__What you will do__: When a line below contains the word "running", copy that line.

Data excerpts
»»

PR #42, opened 2023-11-07
HMS-2056 test: initial smoke test components

avisiedo:
Initial set of components to create smoke tests for the backend service, and potentially similar approach could be useful for integration tests.

Requirements:
- When running from the workstation, you have executed previously `make compose-up`.
- When running from the pipeline, the required services are up and running.

TODO
- [x] For smoke tests it seems ok to directly provide a REST API structure, but maybe not for integration tests where we want to cover the error responses, even bad formed json documents; review and rethink about it.
- [x] Some smoke tests could wrap the current SuiteBase to register a domain (implies call to retrieve a token + call to register the domain), so it is available for the operation to cover; the **preparation** requests would happen at **SetupTest** method, so the smoke test to add focus in the specific operation only.
- [x] Consideration for parallel tests; use a random organization id, or implement a generator for organization id, so that every SuiteTest use a different data partition and it is avoided side effects between the different tests; **concern** what is the granularity when the tests are parallelized by golang? by **Test...** method, by **TestSuite**? **TODO address in a new ticket with low priority**. TODO at HMS-3167
- [x] Review developer documentation that fit the implementation used as reference.
- [x] Refactor the starting side of the code to reuse by smoke and integration tests and remove duplication; **think about which package will hold the code, bearing in mind the dependencies to and from it**.
- [x] Create an initial package `internal/builder` which will generate random data, but allowing customization. **this will be a progressive task, but it is provided an initial extensive set of builders with methods for the customization**.

Notes:
- ListDomain test will be finished on HMS-3166
- UpdateDomain test will be implemented on HMS-3156
- ReadDomain test will be implemented on HMS-3154
- PatchDomain test will be implemented on HMS-3155
- Parallel Smoke Tests will be implemented on HMS-3167

**Update**: The last change to the PR includes HMS-3166 HMS-3156 HMS-3154 HMS-3155 and HMS-3167 so link that to close the pr when this is merged.

- https://github.com/podengo-project/idmsvc-backend/pull/60
- https://github.com/podengo-project/idmsvc-backend/pull/62
- https://github.com/podengo-project/idmsvc-backend/pull/63
- https://github.com/podengo-project/idmsvc-backend/pull/70
- https://github.com/podengo-project/idmsvc-backend/pull/71

Close #60 #62 #63 #70 #71

### DIFF
--- a/internal/test/builder/helper/helper.go
+++ b/internal/test/builder/helper/helper.go
@@ -1,0 +1,296 @@
+package helper
+
+import (
+	"fmt"
+	"strings"
+	"time"
+
+	"github.com/google/uuid"
+	"github.com/openlyinc/pointy"
+	"github.com/pioz/faker"
+)
+
+// GenRandNum generate a random number >= min and <= max interval.
+// min is the lower boundary interval including the value.
+// max is the higher boundary interval including the value.
+func GenRandNum(min, max int64) int64 {
+	return faker.Int64InRange(min, max+1)
+}
+
+// GenPastNearTime generate a past timestamp not further than delta.
+// delta is the duration that set the threshold for the time.
+// Return a time.Time for the expected interval.
+func GenPastNearTime(delta time.Duration) time.Time {
+	var value int64 = GenRandNum(0, int64(delta))
+	return time.Now().UTC().Add(time.Duration(value) * -1)
+}
+
+// GenFutureNearTimeUTC generate a past timestamp not further than delta.
+// delta is the duration that set the threshold for the time.
+// Return a time.Time for the expected interval.
+func GenFutureNearTimeUTC(delta time.Duration) time.Time {
+	var value int64 = GenRandNum(0, int64(delta))
+	return time.Now().UTC().Add(time.Duration(value))
+}
+
+// GenBetweenTimeUTC generate a timestamp between the given parameters
+// as earlier as 'begin' and before 'end'.
+// delta is the duration that set the threshold for the time.
+// Return a time.Time for the expected interval.
+func GenBetweenTimeUTC(begin time.Time, end time.Time) time.Time {
+	return faker.TimeInRange(begin, end).UTC()
+}
+
+// GenRandString generate a random string from the letters set
+// with length n.
+// letters the set of letters to use.
+// n the length of the string.
+// Return a random string.
+func GenRandString(letters []rune, n int) string {
+	s := make([]rune, n)
+	for i := range s {
+		s[i] = letters[GenRandNum(0, int64(len(letters)-1))]
+	}
+	return string(s)
+}
+
+// GenRandDomainLabel generate a random label according to RFC1035
+// Return the string representing a valid domain label.
+func GenRandDomainLabel() string {
+	// See: https://www.rfc-editor.org/rfc/rfc1035
+	//
+	// <domain> ::= <subdomain> | " "
+	// <subdomain> ::= <label> | <subdomain> "." <label>
+	// <label> ::= <letter> [ [ <ldh-str> ] <let-dig> ]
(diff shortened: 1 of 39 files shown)


internal/test/builder/helper/helper.go
```diff
@@ -0,0 +1,296 @@
...
+	"github.com/google/uuid"
+	"github.com/openlyinc/pointy"
+	"github.com/pioz/faker"
+)
+
+// GenRandNum generate a random bumber >= min and <= max interval.
+// min is the lower boundary interval including the value.
+// max is the higher boundary interval including the value.
+func GenRandNum(min, max int64) int64 {
+	return faker.Int64InRange(min, max+1)
```
avisiedo, line 17: this return interval [min, max) for Int64InRange; that is why is added `+1`.

internal/test/builder/helper/helper.go
```diff
@@ -0,0 +1,296 @@
...
+	"fmt"
+	"strings"
+	"time"
+
+	"github.com/google/uuid"
+	"github.com/openlyinc/pointy"
+	"github.com/pioz/faker"
+)
+
+// GenRandNum generate a random bumber >= min and <= max interval.
```
avisiedo, line 13:
```suggestion
// GenRandNum generate a random number >= min and <= max interval.
```

internal/test/smoke/suite_test.go
```diff
@@ -0,0 +1,412 @@
...
+		return nil, fmt.Errorf("failure when unmarshalling the information for %s %s", http.MethodPost, url)
+	}
+	return createdDomain, nil
+}
+
+// RunTestCase run test for one specific testcase
+func (s *SuiteBase) RunTestCase(testCase *TestCase) {
+	t := s.T()
+
+	// GIVEN
```
avisiedo, line 201: Does not make sense this comment, because the pre-condition for the tests are provided as the input of the method.

internal/test/smoke/suite_test.go
```diff
@@ -0,0 +1,412 @@
...
+
+	// WHEN
+	resp, err = s.DoRequest(testCase.Given.Method, testCase.Given.URL, testCase.Given.Header, testCase.Given.Body)
+
+	// THEN
+
+	// Check no error
+	require.NoError(t, err)
+	if resp != nil {
+		body, err = io.ReadAll(resp.Body)
```
avisiedo, line 216:
```suggestion
		body, err = io.ReadAll(resp.Body)
		defer resp.Body.Close()
```

internal/test/smoke/suite_test.go
```diff
@@ -0,0 +1,412 @@
...
+
+	// GIVEN
+	var (
+		body []byte
+		resp *http.Response
+		err  error
+	)
+
+	// WHEN
+	resp, err = s.DoRequest(testCase.Given.Method, testCase.Given.URL, testCase.Given.Header, testCase.Given.Body)
```
avisiedo, line 209: It is not checked that for the request only `Body`or `BodyBytes` are used; I suggest to add the check and fail with informative error how to solve for the developer in the future.

internal/test/smoke/suite_test.go
```diff
@@ -0,0 +1,412 @@
...
+		<-exit
+		cancel()
+	}()
+	return ctx, cancel
+}
+
+// TearDownSignalHandler reset the signal handlers
+func TearDownSignalHandler() {
+	signal.Reset(syscall.SIGINT, syscall.SIGTERM, syscall.SIGHUP)
+}
```
avisiedo, line 356: Move this block after all the `SuiteBase` method definitions.

aadhikar:
LGTM!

««

__Solution to the problem__:
- When running from the workstation, you have executed previously `make compose-up`.
- When running from the pipeline, the required services are up and running.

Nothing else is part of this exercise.